• **Exercise materials**:
PR #674, opened 2021-03-24
remove themes/answers-hitchhiker-theme prefix from custom commands

oshi97:
This commit removes the need to prefix all card/dacards paths with
"themes/answers-hitchhiker-theme" for the jambo card command.
Additionally, this also adds top-level cards to the jambo describes for
the card and dacard commands.

J=SLAP-1137
TEST=manual

test that the card command still works
test that the dacard command still works
run jambo describe, and see that card and dacard paths do not have the prefix. also see top level cards

### DIFF
--- a/commands/cardcreator.js
+++ b/commands/cardcreator.js
@@ -73,7 +73,7 @@ class CardCreator {
     if (!defaultTheme || !themesDir) {
       return [];
     }
-    const cardsDir = path.join(themesDir, defaultTheme, 'cards');
+    const themeCardsDir = path.join(themesDir, defaultTheme, 'cards');
     const cardPaths = new Set();
     const addCardsToSet = cardsDir => {
       if (!fs.existsSync(cardsDir)) {
@@ -83,7 +83,7 @@ class CardCreator {
         .filter(dirent => !dirent.isFile())
         .forEach(dirent => cardPaths.add(path.join('cards', dirent.name)));
     };
-    [cardsDir, 'cards'].forEach(dir => addCardsToSet(dir));
+    [themeCardsDir, 'cards'].forEach(dir => addCardsToSet(dir));
     return Array.from(cardPaths);
   }
 
--- a/commands/cardcreator.js
+++ b/commands/cardcreator.js
@@ -76,7 +76,7 @@ class CardCreator {
     const cardsDir = path.join(themesDir, defaultTheme, 'cards');
     return fs.readdirSync(cardsDir, { withFileTypes: true })
       .filter(dirent => !dirent.isFile())
-      .map(dirent => path.join(cardsDir, dirent.name));
+      .map(dirent => path.join('cards', dirent.name));
   }
 
   /**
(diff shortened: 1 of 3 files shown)


commands/cardcreator.js
```diff
@@ -113,13 +113,14 @@ class CardCreator {
     }
 
     const cardFolder = `${this._customCardsDir}/${cardFolderName}`;
-    if (fs.existsSync(templateCardFolder)) {
+    const themeCardFolder = path.join(this.config.dirs.themes, defaultTheme, templateCardFolder);
+    if (fs.existsSync(themeCardFolder)) {
```
cea2aj, line 117: Do we want to check if the file exists at the templateCardFolder first? That way checking inside the theme is the fallback rather than the only location which is checked. If we don't check the templateCardFolder first, then I think we lose the ability to create a card based on a top-level card

cea2aj:
Also, can you update the README to reflect this change?

commands/cardcreator.js
oshi97: wow I didn't know we could do that! top level cards are not included in jambo describe (in this PR or before), but I can fix that here

cea2aj: Oh, maybe it's not officially supported (i'm also not sure if anyone uses that functionality). However I do remember Bryan saying that in general for describe and commands, that our logic should first check at the top level and then check the theme as a fallback

oshi97: sure makes sense, i can imagine somebody wanting to copy a top level card and make small tweaks

oshi97: actually hMMmmM it's possible they actually don't want the extra options (thinking of something like yanswers with its 20 different cards), just asked Tom what his opinion his

commands/cardcreator.js
```diff
@@ -74,9 +74,17 @@ class CardCreator {
       return [];
     }
     const cardsDir = path.join(themesDir, defaultTheme, 'cards');
```
cea2aj, line 76: nit: thoughts on renaming to `themeCardsDir`?

commands/directanswercardcreator.js
```diff
@@ -74,9 +74,17 @@ class DirectAnswerCardCreator {
       return [];
     }
     const daCardsDir = path.join(themesDir, defaultTheme, 'directanswercards');
```
cea2aj, line 76: similar nit here about possibly renaming to `themeDaCardsDir`

commands/cardcreator.js
oshi97: honestly I don't want to make more differences between the two commands

cea2aj: ok

oshi97: we originally made them two separate commands to keep them dumb and decoupled, but there have been literally 0 divergences between them in the past year, besides the different folder name

oshi97: I'll rename them both to themeCardDir though

commands/cardcreator.js
oshi97: Tom gave the ok!

cea2aj (approved):
lgtm

PR #678, opened 2021-03-25
Keyboard support for "Search When Map Moves"

cea2aj:
Make the "Search When Map Moves" feature work with the keyboard

Previously the "Search When Map Moves" feature only worked with the mouse because it was relying on the `dragEndHandler` rather than the `panHandler`. By switching to the `panHandler`, the feature will work with the keyboard. As a result of this change, I split up the denouncer so that zoom changes and map center changes are debounced separately.

Also, after a user runs a search, or after a user focuses on a pin which is at the edge of the screen, we don't want to run a new search. To prevent this, I created `PanTriggers` which are analogous to `ZoomTriggers` so that we could prevent running new searches in these cases.

The Google Maps 'idle' event is called repeatedly when the map is moves with the keyboard, which I believe is a bug, so in order to get around this I used a debouncer so that Google Maps only fires the `panHandler`once the map is idle for 100ms.

J=SLAP-1141
TEST=manual

Test on both Mapbox and on Google Maps that "Search When Map Moves" works when navigating the map with the keyboard. Confirm that running a search or focusing on a pin near the edge of the screen doesn't run a new search. Confirm that clicking on a cluster does run a new search after zooming in. Test that I can tab through results without new searches being ran

### DIFF
--- a/static/js/theme-map/Maps/PanTriggers.js
+++ b/static/js/theme-map/Maps/PanTriggers.js
@@ -1,0 +1,9 @@
+/**
+ * Describes the types of triggers for a map pan
+ *
+ * @enum {string}
+ */
+export default {
+  UNSET: '',
+  API: 'api',
+};
--- a/static/js/theme-map/Maps/PanTriggers.js
+++ b/static/js/theme-map/Maps/PanTriggers.js
@@ -1,9 +1,23 @@
 /**
- * Describes the types of triggers for a map pan
+ * Describes the possible of triggers for a map pan
  *
  * @enum {string}
  */
 export default {
+  /**
+   * Indicates that the panTrigger is not set, and therefore there is no specific
+   * behavior that should occur if the panHandler is called with this PanTrigger.
+   * 
+   * This should be set if a user moves the map, or if a user clicks on a cluster.
+   */
   UNSET: '',
+  /** 
+   * Indicates that the map is panning due to programatic reason, and therefore a new
+   * search should not be ran if the panHandler is called while this PanTrigger is set
+   * on the Map.
+   * 
+   * This includes panning the map after a new search is ran, or centering the map over
+   * a focused pin after clicking or tabbing onto it.
+   */
   API: 'api',
 };
--- a/static/js/theme-map/Maps/PanTriggers.js
+++ b/static/js/theme-map/Maps/PanTriggers.js
@@ -1,5 +1,5 @@
 /**
- * Describes the possible of triggers for a map pan
+ * Describes the possible triggers for a map pan
  *
  * @enum {string}
  */
@@ -7,8 +7,6 @@ export default {
   /**
    * Indicates that the panTrigger is not set, and therefore there is no specific
    * behavior that should occur if the panHandler is called with this PanTrigger.
-   * 
-   * This should be set if a user moves the map, or if a user clicks on a cluster.
    */
   UNSET: '',
   /** 
@@ -16,8 +14,9 @@ export default {
    * search should not be ran if the panHandler is called while this PanTrigger is set
    * on the Map.
    * 
-   * This includes panning the map after a new search is ran, or centering the map over
-   * a focused pin after clicking or tabbing onto it.
+   * This includes the automatic centering of the map after a new search is ran, or the
+   * automatic centering of the map over a focused pin near the edge of the screen after
+   * clicking or tabbing onto it.
    */
   API: 'api',
 };
--- a/static/js/theme-map/Maps/PanTriggers.js
+++ b/static/js/theme-map/Maps/PanTriggers.js
@@ -5,10 +5,15 @@
  */
 export default {
   /**
-   * Indicates that the panTrigger is not set, and therefore there is no specific
-   * behavior that should occur if the panHandler is called with this PanTrigger.
+   * Indicates that the panTrigger is not set.
    */
   UNSET: '',
+  /**
+   * Indicates that the pan occured as a result of user interaction.
+   * 
+   * This includes moving the map or clicking on a pin cluster.
+   */
+  USER: 'user',
   /** 
    * Indicates that the map is panning due to programatic reason, and therefore a new
    * search should not be ran if the panHandler is called while this PanTrigger is set
--- a/static/js/theme-map/ThemeMap.js
+++ b/static/js/theme-map/ThemeMap.js
@@ -139,7 +139,10 @@ class ThemeMap extends ANSWERS.Component {
    */
   addMapInteractions(map) {
     this.map.idle().then(() => {
-      map.setPanHandler(() => this.updateMapPropertiesInStorage());
+      map.setPanHandler((prevousBounds, currentBounds) => {
+        this.updateMapPropertiesInStorage();
+        this.config.panHandler(prevousBounds, currentBounds);
+      });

• **Task description**: Pull every line with "dirent" from the records.

• **Your solution**:
         .filter(dirent => !dirent.isFile())
         .forEach(dirent => cardPaths.add(path.join('cards', dirent.name)));
       .filter(dirent => !dirent.isFile())
-      .map(dirent => path.join(cardsDir, dirent.name));
+      .map(dirent => path.join('cards', dirent.name));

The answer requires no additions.